HOW TO COMPLETE THIS TASK - The answer must be an exact copy of every record.

TASK INPUTS -
PR #779, opened 2020-11-07
Add baseDir and resolve build options to serverless-trace

ramosbugs:
This PR makes two changes to the `lambda-at-edge` builder to better
support Yarn v2 projects when using the `serverless-trace` target.

1. Adds a `baseDir` build option to specify the base directory to search
   for `node_modules`. Currently, the builder sets this to `process.cwd()`,
   but Yarn v2 often hoists dependencies across multiple workspaces so
   that they can be shared. Without this change, all dependencies from
   ancestor directories are omitted, leading to import errors at runtime.
2. Adds a `resolve` build option which allows projects to specify their
   own custom resolvers, such as when supporting Yarn v2's PnP mode.
   This leverages the resolver hook added in vercel/nft#153, which also
   required upgrading from `@zeit/node-file-trace` to the latest version
   of `@vercel/nft`. Note that even after this change, Yarn v2's PnP mode
   is still incompatible with the builder since the builder ends up
   collapsing all of the PnP dependencies into a single `node_modules`
   directory. This causes multiple versions of a package to clobber one
   another.

cc: @sergioramos (no relation 😆)

PR #787, opened 2020-11-11
E2E for useServerlessTraceTarget

danielcondemarin:
This is literally a copy of `e2e-tests/next-app` with one difference, it sets `useServerlessTraceTarget: true`.

I think we should aim to set serverless trace as the default build target in future, maybe for 1.19. Hopefully the last few fixes and https://github.com/serverless-nextjs/serverless-next.js/pull/779 have made it stable enough.


packages/e2e-tests/next-app-using-serverless-trace/serverless.yml
```diff
@@ -0,0 +1,6 @@
+next-app:
```
dphang, line 1: change this name to `next-app-using-serverless-trace

packages/e2e-tests/next-app-using-serverless-trace/package.json
```diff
@@ -0,0 +1,51 @@
+{
+  "name": "next-app",
```
dphang, line 2: Change this to `next-app-using-serverless-trace`

packages/e2e-tests/next-app-using-serverless-trace/package.json
```diff
@@ -0,0 +1,51 @@
...
+  "version": "1.0.0",
+  "description": "Basic test Next.js app for running serverless-next.js end-to-end tests",
+  "scripts": {
+    "dev": "next",
+    "build": "next build",
+    "start": "next start -p $PORT",
+    "serverless": "serverless",
+    "e2e": "cypress run",
+    "e2e:ci": "SSG_PAGE_PATH=/ssg-page SSR_PAGE_PATH=/ssr-page APP_NAME=next-app ts-node --project tsconfig.scripts.json ../test-utils/scripts/run-e2e-ci.ts"
```
dphang, line 11: Change `next-app` to `next-app-using-serverless-trace`. Needed so it doesn't conflict with the existing e2e tests

dphang:
@danielcondemarin LGTM besides that.

I'm not so sure about setting serverless trace target as the default build though, since although it reduces code size it can have cold start perf impact, since it's now having to load a bunch of smaller JS modules instead of a single file.

There are ways to optimize code size like minifying the pages JS files or manually removing page JS only used for pre-rendering (e.g we do it automatically if you do not use any API routes). I added `postBuildCommands` input which can help with this if you do use API routes.

packages/e2e-tests/next-app-using-serverless-trace/package.json
dphang: Also you need to modify the CI YML file to add this to the strategy matrix

dphang (approved):

danielcondemarin:
> I'm not so sure about setting serverless trace target as the default build though, since although it reduces code duplication, it can have cold start perf impact, since it's now having to load a bunch of smaller JS modules instead of a single file for a page. From my experience AWS Lambda code size has very little impact on cold start, it's more the I/O/requires that makes up the majority of the time.

That's a fair point. I'm mainly proposing the change because the Next team uses this as their build target for Vercel deployments. The other is that I suspect they will be deprecating the serverless target. 
Happy to keep as as an opt-in for now. I might do a bit more digging on this area and post any findings.

dphang:
> > I'm not so sure about setting serverless trace target as the default build though, since although it reduces code duplication, it can have cold start perf impact, since it's now having to load a bunch of smaller JS modules instead of a single file for a page. From my experience AWS Lambda code size has very little impact on cold start, it's more the I/O/requires that makes up the majority of the time.
> 
> That's a fair point. I'm mainly proposing the change because the Next team uses this as their build target for Vercel deployments. The other is that I suspect they will be deprecating the serverless target.
> Happy to keep serverless-trace as an opt-in for now. I might do a bit more digging on this area and post any findings.

Yep, I did try Vercel's deployment and found it slow for that same reason - a while back I had opened an issue but had no responses. I hope they do not remove the serverless target.

dphang:
Looks like e2e tests failed here: https://github.com/serverless-nextjs/serverless-next.js/actions/runs/358701235

packages/e2e-tests/next-app-using-serverless-trace/next.config.js
```diff
@@ -0,0 +1,25 @@
+module.exports = function (...args) {
```
dphang, line 1: Woops, overlooked this, I will fix for you @danielcondemarin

ANSWER BOX -
PR #779, opened 2020-11-07
Add baseDir and resolve build options to serverless-trace

ramosbugs:
This PR makes two changes to the `lambda-at-edge` builder to better
support Yarn v2 projects when using the `serverless-trace` target.

1. Adds a `baseDir` build option to specify the base directory to search
   for `node_modules`. Currently, the builder sets this to `process.cwd()`,
   but Yarn v2 often hoists dependencies across multiple workspaces so
   that they can be shared. Without this change, all dependencies from
   ancestor directories are omitted, leading to import errors at runtime.
2. Adds a `resolve` build option which allows projects to specify their
   own custom resolvers, such as when supporting Yarn v2's PnP mode.
   This leverages the resolver hook added in vercel/nft#153, which also
   required upgrading from `@zeit/node-file-trace` to the latest version
   of `@vercel/nft`. Note that even after this change, Yarn v2's PnP mode
   is still incompatible with the builder since the builder ends up
   collapsing all of the PnP dependencies into a single `node_modules`
   directory. This causes multiple versions of a package to clobber one
   another.

cc: @sergioramos (no relation 😆)

PR #787, opened 2020-11-11
E2E for useServerlessTraceTarget

danielcondemarin:
This is literally a copy of `e2e-tests/next-app` with one difference, it sets `useServerlessTraceTarget: true`.

I think we should aim to set serverless trace as the default build target in future, maybe for 1.19. Hopefully the last few fixes and https://github.com/serverless-nextjs/serverless-next.js/pull/779 have made it stable enough.


packages/e2e-tests/next-app-using-serverless-trace/serverless.yml
```diff
@@ -0,0 +1,6 @@
+next-app:
```
dphang, line 1: change this name to `next-app-using-serverless-trace

packages/e2e-tests/next-app-using-serverless-trace/package.json
```diff
@@ -0,0 +1,51 @@
+{
+  "name": "next-app",
```
dphang, line 2: Change this to `next-app-using-serverless-trace`

packages/e2e-tests/next-app-using-serverless-trace/package.json
```diff
@@ -0,0 +1,51 @@
...
+  "version": "1.0.0",
+  "description": "Basic test Next.js app for running serverless-next.js end-to-end tests",
+  "scripts": {
+    "dev": "next",
+    "build": "next build",
+    "start": "next start -p $PORT",
+    "serverless": "serverless",
+    "e2e": "cypress run",
+    "e2e:ci": "SSG_PAGE_PATH=/ssg-page SSR_PAGE_PATH=/ssr-page APP_NAME=next-app ts-node --project tsconfig.scripts.json ../test-utils/scripts/run-e2e-ci.ts"
```
dphang, line 11: Change `next-app` to `next-app-using-serverless-trace`. Needed so it doesn't conflict with the existing e2e tests

dphang:
@danielcondemarin LGTM besides that.

I'm not so sure about setting serverless trace target as the default build though, since although it reduces code size it can have cold start perf impact, since it's now having to load a bunch of smaller JS modules instead of a single file.

There are ways to optimize code size like minifying the pages JS files or manually removing page JS only used for pre-rendering (e.g we do it automatically if you do not use any API routes). I added `postBuildCommands` input which can help with this if you do use API routes.

packages/e2e-tests/next-app-using-serverless-trace/package.json
dphang: Also you need to modify the CI YML file to add this to the strategy matrix

dphang (approved):

danielcondemarin:
> I'm not so sure about setting serverless trace target as the default build though, since although it reduces code duplication, it can have cold start perf impact, since it's now having to load a bunch of smaller JS modules instead of a single file for a page. From my experience AWS Lambda code size has very little impact on cold start, it's more the I/O/requires that makes up the majority of the time.

That's a fair point. I'm mainly proposing the change because the Next team uses this as their build target for Vercel deployments. The other is that I suspect they will be deprecating the serverless target. 
Happy to keep as as an opt-in for now. I might do a bit more digging on this area and post any findings.

dphang:
> > I'm not so sure about setting serverless trace target as the default build though, since although it reduces code duplication, it can have cold start perf impact, since it's now having to load a bunch of smaller JS modules instead of a single file for a page. From my experience AWS Lambda code size has very little impact on cold start, it's more the I/O/requires that makes up the majority of the time.
> 
> That's a fair point. I'm mainly proposing the change because the Next team uses this as their build target for Vercel deployments. The other is that I suspect they will be deprecating the serverless target.
> Happy to keep serverless-trace as an opt-in for now. I might do a bit more digging on this area and post any findings.

Yep, I did try Vercel's deployment and found it slow for that same reason - a while back I had opened an issue but had no responses. I hope they do not remove the serverless target.

dphang:
Looks like e2e tests failed here: https://github.com/serverless-nextjs/serverless-next.js/actions/runs/358701235

packages/e2e-tests/next-app-using-serverless-trace/next.config.js
```diff
@@ -0,0 +1,25 @@
+module.exports = function (...args) {
```
dphang, line 1: Woops, overlooked this, I will fix for you @danielcondemarin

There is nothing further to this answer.